PR #607, opened 2022-10-13
[USAAPPTEAM-726] Fix ShowMoreFilterButton href attr

polishq:

A US client has noticed a discrepancy between the canonical URL of their custom search pages, i.e.:

`https://www.budgetgolf.com/category/all-golf-footwear?page=2`

and the URL used as the `href` attribute on the "Show More" button, i.e.:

********************

• [Work task]
Filter the entries down to the lines that hold "href". Copy those lines.

• [Exercise result]
[USAAPPTEAM-726] Fix ShowMoreFilterButton href attr
and the URL used as the `href` attribute on the "Show More" button, i.e.:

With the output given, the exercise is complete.